===== Task data
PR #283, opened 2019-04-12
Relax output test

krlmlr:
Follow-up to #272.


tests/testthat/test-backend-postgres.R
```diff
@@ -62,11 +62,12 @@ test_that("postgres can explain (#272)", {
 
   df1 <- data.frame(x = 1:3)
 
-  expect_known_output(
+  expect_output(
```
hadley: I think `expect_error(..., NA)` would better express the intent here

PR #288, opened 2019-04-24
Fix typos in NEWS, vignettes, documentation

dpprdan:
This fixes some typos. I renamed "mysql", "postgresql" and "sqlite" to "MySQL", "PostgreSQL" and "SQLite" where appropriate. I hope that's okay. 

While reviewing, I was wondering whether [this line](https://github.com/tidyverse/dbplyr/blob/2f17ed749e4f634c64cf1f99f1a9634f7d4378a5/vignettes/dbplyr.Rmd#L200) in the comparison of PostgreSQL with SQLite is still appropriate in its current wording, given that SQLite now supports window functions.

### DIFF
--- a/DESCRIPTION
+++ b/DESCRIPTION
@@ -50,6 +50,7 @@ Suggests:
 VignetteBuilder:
==========
===== Task data
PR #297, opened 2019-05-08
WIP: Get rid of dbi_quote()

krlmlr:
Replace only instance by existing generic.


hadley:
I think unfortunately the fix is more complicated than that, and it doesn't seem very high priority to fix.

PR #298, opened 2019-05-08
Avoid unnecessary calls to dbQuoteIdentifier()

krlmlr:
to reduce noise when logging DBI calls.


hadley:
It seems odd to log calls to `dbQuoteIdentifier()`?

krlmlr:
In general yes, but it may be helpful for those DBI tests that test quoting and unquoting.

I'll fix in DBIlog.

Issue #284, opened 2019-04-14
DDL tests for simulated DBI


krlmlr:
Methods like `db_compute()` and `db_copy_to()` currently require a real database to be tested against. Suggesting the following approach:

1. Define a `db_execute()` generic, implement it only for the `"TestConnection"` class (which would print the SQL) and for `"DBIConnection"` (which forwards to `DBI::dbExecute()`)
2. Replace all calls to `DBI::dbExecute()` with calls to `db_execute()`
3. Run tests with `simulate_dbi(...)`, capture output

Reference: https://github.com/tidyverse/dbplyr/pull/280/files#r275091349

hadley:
==========
• [Your assignment]
Whenever the word "PostgreSQL" shows up in a line of the entries, list that line.

• [Solution]
This fixes some typos. I renamed "mysql", "postgresql" and "sqlite" to "MySQL", "PostgreSQL" and "SQLite" where appropriate. I hope that's okay. 
While reviewing, I was wondering whether [this line](https://github.com/tidyverse/dbplyr/blob/2f17ed749e4f634c64cf1f99f1a9634f7d4378a5/vignettes/dbplyr.Rmd#L200) in the comparison of PostgreSQL with SQLite is still appropriate in its current wording, given that SQLite now supports window functions.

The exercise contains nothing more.